▸ **Exercise instructions**: Every line of the data below should be printed exactly.

(Saved entries)
↓
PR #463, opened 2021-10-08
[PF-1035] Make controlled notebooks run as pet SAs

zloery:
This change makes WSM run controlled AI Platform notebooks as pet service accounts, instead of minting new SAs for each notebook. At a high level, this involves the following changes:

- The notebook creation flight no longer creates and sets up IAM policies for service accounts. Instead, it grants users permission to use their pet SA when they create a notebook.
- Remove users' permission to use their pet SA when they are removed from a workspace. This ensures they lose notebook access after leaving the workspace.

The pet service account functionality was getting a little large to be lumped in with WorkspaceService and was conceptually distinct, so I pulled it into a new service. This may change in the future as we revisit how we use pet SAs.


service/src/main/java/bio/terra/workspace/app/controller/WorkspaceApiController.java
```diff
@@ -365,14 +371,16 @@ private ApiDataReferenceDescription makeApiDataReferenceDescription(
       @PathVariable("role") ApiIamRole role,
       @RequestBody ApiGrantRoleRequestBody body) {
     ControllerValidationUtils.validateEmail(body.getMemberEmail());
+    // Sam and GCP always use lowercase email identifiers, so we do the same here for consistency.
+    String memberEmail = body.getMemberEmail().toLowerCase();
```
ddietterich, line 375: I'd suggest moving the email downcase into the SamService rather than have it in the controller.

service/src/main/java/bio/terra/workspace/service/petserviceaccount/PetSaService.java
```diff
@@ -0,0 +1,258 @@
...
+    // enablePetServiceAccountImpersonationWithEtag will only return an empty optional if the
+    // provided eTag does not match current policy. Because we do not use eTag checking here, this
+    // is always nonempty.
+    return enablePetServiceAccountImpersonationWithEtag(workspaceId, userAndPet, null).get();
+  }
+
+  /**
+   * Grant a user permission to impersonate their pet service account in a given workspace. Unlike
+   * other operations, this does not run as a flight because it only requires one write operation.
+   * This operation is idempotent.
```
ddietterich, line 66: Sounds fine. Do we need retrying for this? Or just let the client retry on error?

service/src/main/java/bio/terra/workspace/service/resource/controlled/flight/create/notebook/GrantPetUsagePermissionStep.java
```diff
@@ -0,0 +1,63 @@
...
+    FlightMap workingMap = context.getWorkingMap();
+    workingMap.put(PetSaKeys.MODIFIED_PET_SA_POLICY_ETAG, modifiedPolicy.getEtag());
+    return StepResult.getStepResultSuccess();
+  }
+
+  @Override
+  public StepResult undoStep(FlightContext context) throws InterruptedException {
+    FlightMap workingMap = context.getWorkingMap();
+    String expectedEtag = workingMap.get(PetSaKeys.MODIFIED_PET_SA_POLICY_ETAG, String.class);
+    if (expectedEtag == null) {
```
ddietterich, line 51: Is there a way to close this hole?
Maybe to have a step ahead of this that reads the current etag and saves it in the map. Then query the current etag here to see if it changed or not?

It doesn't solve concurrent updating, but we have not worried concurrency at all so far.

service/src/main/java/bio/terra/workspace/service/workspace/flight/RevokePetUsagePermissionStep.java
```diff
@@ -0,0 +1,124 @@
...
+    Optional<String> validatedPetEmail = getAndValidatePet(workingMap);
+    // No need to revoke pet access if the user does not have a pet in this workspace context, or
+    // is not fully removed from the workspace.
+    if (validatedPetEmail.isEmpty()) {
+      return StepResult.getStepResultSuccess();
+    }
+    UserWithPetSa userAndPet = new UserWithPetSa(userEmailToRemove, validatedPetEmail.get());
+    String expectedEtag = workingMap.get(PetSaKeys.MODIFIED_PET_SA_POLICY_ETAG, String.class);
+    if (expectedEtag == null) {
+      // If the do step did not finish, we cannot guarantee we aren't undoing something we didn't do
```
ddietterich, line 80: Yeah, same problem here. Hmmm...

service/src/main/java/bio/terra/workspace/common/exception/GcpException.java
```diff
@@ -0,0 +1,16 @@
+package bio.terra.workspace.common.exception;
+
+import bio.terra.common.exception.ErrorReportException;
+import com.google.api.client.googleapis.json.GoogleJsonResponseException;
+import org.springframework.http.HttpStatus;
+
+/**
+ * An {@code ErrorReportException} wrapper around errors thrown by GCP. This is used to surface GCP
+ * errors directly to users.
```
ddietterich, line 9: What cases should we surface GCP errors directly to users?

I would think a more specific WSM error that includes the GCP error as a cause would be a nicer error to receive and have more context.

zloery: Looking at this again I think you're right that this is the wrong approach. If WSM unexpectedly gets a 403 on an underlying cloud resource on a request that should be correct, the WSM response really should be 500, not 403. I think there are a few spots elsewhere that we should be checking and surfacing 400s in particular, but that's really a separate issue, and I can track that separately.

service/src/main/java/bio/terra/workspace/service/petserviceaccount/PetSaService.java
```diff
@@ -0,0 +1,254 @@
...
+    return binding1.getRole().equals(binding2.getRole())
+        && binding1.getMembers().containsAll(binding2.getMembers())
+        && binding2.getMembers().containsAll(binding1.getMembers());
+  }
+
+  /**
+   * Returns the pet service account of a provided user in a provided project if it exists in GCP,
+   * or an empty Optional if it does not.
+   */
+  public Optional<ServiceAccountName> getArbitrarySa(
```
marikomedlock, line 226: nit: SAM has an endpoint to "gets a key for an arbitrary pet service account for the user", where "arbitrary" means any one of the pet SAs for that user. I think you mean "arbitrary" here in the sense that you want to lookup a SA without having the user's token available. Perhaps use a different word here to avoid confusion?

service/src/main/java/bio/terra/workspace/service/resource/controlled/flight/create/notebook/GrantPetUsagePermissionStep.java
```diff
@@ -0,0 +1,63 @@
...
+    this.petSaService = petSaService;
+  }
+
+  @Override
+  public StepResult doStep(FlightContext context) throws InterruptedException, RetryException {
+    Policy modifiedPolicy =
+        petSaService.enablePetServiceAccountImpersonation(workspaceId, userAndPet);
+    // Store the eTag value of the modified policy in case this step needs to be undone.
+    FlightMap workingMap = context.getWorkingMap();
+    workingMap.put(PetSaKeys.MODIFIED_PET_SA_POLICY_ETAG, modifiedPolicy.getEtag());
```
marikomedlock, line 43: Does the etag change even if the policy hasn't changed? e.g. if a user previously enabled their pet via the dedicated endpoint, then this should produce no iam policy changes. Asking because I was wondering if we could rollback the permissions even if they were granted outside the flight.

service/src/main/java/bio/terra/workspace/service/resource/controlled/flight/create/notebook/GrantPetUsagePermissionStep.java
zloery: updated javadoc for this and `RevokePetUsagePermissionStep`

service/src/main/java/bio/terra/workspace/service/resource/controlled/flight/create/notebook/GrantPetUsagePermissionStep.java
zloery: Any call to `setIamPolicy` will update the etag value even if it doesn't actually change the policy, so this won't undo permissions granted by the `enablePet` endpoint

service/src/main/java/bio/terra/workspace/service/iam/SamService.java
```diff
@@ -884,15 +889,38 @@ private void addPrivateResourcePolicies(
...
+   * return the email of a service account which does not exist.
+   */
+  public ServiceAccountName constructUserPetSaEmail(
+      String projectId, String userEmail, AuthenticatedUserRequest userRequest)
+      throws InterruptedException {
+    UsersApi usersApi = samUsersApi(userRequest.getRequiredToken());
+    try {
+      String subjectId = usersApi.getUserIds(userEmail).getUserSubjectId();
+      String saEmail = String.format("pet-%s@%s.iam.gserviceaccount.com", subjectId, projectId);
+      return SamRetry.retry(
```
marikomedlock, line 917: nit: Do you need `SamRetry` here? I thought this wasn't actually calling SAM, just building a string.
↑
▸ **Exercise output**:
PR #463, opened 2021-10-08
[PF-1035] Make controlled notebooks run as pet SAs

zloery:
This change makes WSM run controlled AI Platform notebooks as pet service accounts, instead of minting new SAs for each notebook. At a high level, this involves the following changes:

- The notebook creation flight no longer creates and sets up IAM policies for service accounts. Instead, it grants users permission to use their pet SA when they create a notebook.
- Remove users' permission to use their pet SA when they are removed from a workspace. This ensures they lose notebook access after leaving the workspace.

The pet service account functionality was getting a little large to be lumped in with WorkspaceService and was conceptually distinct, so I pulled it into a new service. This may change in the future as we revisit how we use pet SAs.


service/src/main/java/bio/terra/workspace/app/controller/WorkspaceApiController.java
```diff
@@ -365,14 +371,16 @@ private ApiDataReferenceDescription makeApiDataReferenceDescription(
       @PathVariable("role") ApiIamRole role,
       @RequestBody ApiGrantRoleRequestBody body) {
     ControllerValidationUtils.validateEmail(body.getMemberEmail());
+    // Sam and GCP always use lowercase email identifiers, so we do the same here for consistency.
+    String memberEmail = body.getMemberEmail().toLowerCase();
```
ddietterich, line 375: I'd suggest moving the email downcase into the SamService rather than have it in the controller.

service/src/main/java/bio/terra/workspace/service/petserviceaccount/PetSaService.java
```diff
@@ -0,0 +1,258 @@
...
+    // enablePetServiceAccountImpersonationWithEtag will only return an empty optional if the
+    // provided eTag does not match current policy. Because we do not use eTag checking here, this
+    // is always nonempty.
+    return enablePetServiceAccountImpersonationWithEtag(workspaceId, userAndPet, null).get();
+  }
+
+  /**
+   * Grant a user permission to impersonate their pet service account in a given workspace. Unlike
+   * other operations, this does not run as a flight because it only requires one write operation.
+   * This operation is idempotent.
```
ddietterich, line 66: Sounds fine. Do we need retrying for this? Or just let the client retry on error?

service/src/main/java/bio/terra/workspace/service/resource/controlled/flight/create/notebook/GrantPetUsagePermissionStep.java
```diff
@@ -0,0 +1,63 @@
...
+    FlightMap workingMap = context.getWorkingMap();
+    workingMap.put(PetSaKeys.MODIFIED_PET_SA_POLICY_ETAG, modifiedPolicy.getEtag());
+    return StepResult.getStepResultSuccess();
+  }
+
+  @Override
+  public StepResult undoStep(FlightContext context) throws InterruptedException {
+    FlightMap workingMap = context.getWorkingMap();
+    String expectedEtag = workingMap.get(PetSaKeys.MODIFIED_PET_SA_POLICY_ETAG, String.class);
+    if (expectedEtag == null) {
```
ddietterich, line 51: Is there a way to close this hole?
Maybe to have a step ahead of this that reads the current etag and saves it in the map. Then query the current etag here to see if it changed or not?

It doesn't solve concurrent updating, but we have not worried concurrency at all so far.

service/src/main/java/bio/terra/workspace/service/workspace/flight/RevokePetUsagePermissionStep.java
```diff
@@ -0,0 +1,124 @@
...
+    Optional<String> validatedPetEmail = getAndValidatePet(workingMap);
+    // No need to revoke pet access if the user does not have a pet in this workspace context, or
+    // is not fully removed from the workspace.
+    if (validatedPetEmail.isEmpty()) {
+      return StepResult.getStepResultSuccess();
+    }
+    UserWithPetSa userAndPet = new UserWithPetSa(userEmailToRemove, validatedPetEmail.get());
+    String expectedEtag = workingMap.get(PetSaKeys.MODIFIED_PET_SA_POLICY_ETAG, String.class);
+    if (expectedEtag == null) {
+      // If the do step did not finish, we cannot guarantee we aren't undoing something we didn't do
```
ddietterich, line 80: Yeah, same problem here. Hmmm...

service/src/main/java/bio/terra/workspace/common/exception/GcpException.java
```diff
@@ -0,0 +1,16 @@
+package bio.terra.workspace.common.exception;
+
+import bio.terra.common.exception.ErrorReportException;
+import com.google.api.client.googleapis.json.GoogleJsonResponseException;
+import org.springframework.http.HttpStatus;
+
+/**
+ * An {@code ErrorReportException} wrapper around errors thrown by GCP. This is used to surface GCP
+ * errors directly to users.
```
ddietterich, line 9: What cases should we surface GCP errors directly to users?

I would think a more specific WSM error that includes the GCP error as a cause would be a nicer error to receive and have more context.

zloery: Looking at this again I think you're right that this is the wrong approach. If WSM unexpectedly gets a 403 on an underlying cloud resource on a request that should be correct, the WSM response really should be 500, not 403. I think there are a few spots elsewhere that we should be checking and surfacing 400s in particular, but that's really a separate issue, and I can track that separately.

service/src/main/java/bio/terra/workspace/service/petserviceaccount/PetSaService.java
```diff
@@ -0,0 +1,254 @@
...
+    return binding1.getRole().equals(binding2.getRole())
+        && binding1.getMembers().containsAll(binding2.getMembers())
+        && binding2.getMembers().containsAll(binding1.getMembers());
+  }
+
+  /**
+   * Returns the pet service account of a provided user in a provided project if it exists in GCP,
+   * or an empty Optional if it does not.
+   */
+  public Optional<ServiceAccountName> getArbitrarySa(
```
marikomedlock, line 226: nit: SAM has an endpoint to "gets a key for an arbitrary pet service account for the user", where "arbitrary" means any one of the pet SAs for that user. I think you mean "arbitrary" here in the sense that you want to lookup a SA without having the user's token available. Perhaps use a different word here to avoid confusion?

service/src/main/java/bio/terra/workspace/service/resource/controlled/flight/create/notebook/GrantPetUsagePermissionStep.java
```diff
@@ -0,0 +1,63 @@
...
+    this.petSaService = petSaService;
+  }
+
+  @Override
+  public StepResult doStep(FlightContext context) throws InterruptedException, RetryException {
+    Policy modifiedPolicy =
+        petSaService.enablePetServiceAccountImpersonation(workspaceId, userAndPet);
+    // Store the eTag value of the modified policy in case this step needs to be undone.
+    FlightMap workingMap = context.getWorkingMap();
+    workingMap.put(PetSaKeys.MODIFIED_PET_SA_POLICY_ETAG, modifiedPolicy.getEtag());
```
marikomedlock, line 43: Does the etag change even if the policy hasn't changed? e.g. if a user previously enabled their pet via the dedicated endpoint, then this should produce no iam policy changes. Asking because I was wondering if we could rollback the permissions even if they were granted outside the flight.

service/src/main/java/bio/terra/workspace/service/resource/controlled/flight/create/notebook/GrantPetUsagePermissionStep.java
zloery: updated javadoc for this and `RevokePetUsagePermissionStep`

service/src/main/java/bio/terra/workspace/service/resource/controlled/flight/create/notebook/GrantPetUsagePermissionStep.java
zloery: Any call to `setIamPolicy` will update the etag value even if it doesn't actually change the policy, so this won't undo permissions granted by the `enablePet` endpoint

service/src/main/java/bio/terra/workspace/service/iam/SamService.java
```diff
@@ -884,15 +889,38 @@ private void addPrivateResourcePolicies(
...
+   * return the email of a service account which does not exist.
+   */
+  public ServiceAccountName constructUserPetSaEmail(
+      String projectId, String userEmail, AuthenticatedUserRequest userRequest)
+      throws InterruptedException {
+    UsersApi usersApi = samUsersApi(userRequest.getRequiredToken());
+    try {
+      String subjectId = usersApi.getUserIds(userEmail).getUserSubjectId();
+      String saEmail = String.format("pet-%s@%s.iam.gserviceaccount.com", subjectId, projectId);
+      return SamRetry.retry(
```
marikomedlock, line 917: nit: Do you need `SamRetry` here? I thought this wasn't actually calling SAM, just building a string.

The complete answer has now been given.